The input:
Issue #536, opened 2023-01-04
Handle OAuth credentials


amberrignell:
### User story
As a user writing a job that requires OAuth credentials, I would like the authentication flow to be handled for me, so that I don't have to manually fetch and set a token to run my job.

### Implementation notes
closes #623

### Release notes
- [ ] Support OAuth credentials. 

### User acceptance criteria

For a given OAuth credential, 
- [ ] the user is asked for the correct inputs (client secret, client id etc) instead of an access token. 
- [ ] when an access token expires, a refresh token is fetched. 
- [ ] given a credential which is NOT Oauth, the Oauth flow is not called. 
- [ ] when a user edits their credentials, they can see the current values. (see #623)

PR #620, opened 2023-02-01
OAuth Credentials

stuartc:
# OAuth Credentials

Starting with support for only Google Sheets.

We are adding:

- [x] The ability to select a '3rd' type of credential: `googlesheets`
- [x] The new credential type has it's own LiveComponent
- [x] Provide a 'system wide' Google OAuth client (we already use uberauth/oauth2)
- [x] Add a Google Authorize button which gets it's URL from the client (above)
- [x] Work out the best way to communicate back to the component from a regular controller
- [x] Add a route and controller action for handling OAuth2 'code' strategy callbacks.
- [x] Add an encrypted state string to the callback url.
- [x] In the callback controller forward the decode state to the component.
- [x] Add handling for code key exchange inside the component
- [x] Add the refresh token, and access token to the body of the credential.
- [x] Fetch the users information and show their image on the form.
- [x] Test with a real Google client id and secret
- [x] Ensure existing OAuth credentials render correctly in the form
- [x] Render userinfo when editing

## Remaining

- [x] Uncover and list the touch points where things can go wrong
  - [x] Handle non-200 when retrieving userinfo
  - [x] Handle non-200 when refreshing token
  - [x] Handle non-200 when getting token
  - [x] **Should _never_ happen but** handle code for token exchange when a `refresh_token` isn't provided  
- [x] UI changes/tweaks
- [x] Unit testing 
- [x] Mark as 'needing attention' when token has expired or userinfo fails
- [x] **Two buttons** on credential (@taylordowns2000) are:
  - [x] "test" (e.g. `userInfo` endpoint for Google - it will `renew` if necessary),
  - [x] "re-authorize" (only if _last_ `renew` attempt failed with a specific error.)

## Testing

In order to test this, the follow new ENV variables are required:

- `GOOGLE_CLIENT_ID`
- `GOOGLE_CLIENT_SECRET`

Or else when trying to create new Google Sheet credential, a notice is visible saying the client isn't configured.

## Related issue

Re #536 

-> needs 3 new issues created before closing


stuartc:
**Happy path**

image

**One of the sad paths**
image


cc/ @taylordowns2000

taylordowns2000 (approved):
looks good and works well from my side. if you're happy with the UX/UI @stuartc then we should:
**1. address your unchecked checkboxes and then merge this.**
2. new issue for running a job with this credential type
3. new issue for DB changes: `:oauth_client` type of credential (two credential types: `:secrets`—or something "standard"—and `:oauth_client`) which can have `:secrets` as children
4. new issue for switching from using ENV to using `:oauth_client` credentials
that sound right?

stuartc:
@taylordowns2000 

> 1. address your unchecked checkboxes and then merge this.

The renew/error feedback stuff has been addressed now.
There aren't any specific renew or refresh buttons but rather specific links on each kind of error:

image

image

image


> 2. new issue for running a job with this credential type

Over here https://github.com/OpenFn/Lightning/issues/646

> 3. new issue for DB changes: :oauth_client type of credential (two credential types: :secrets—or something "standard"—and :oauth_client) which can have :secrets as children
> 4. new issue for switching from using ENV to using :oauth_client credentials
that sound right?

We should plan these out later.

Problem description:
Scan the material above for lines holding the string "form" and copy those lines.

Your solution:
- [x] Fetch the users information and show their image on the form.
- [x] Ensure existing OAuth credentials render correctly in the form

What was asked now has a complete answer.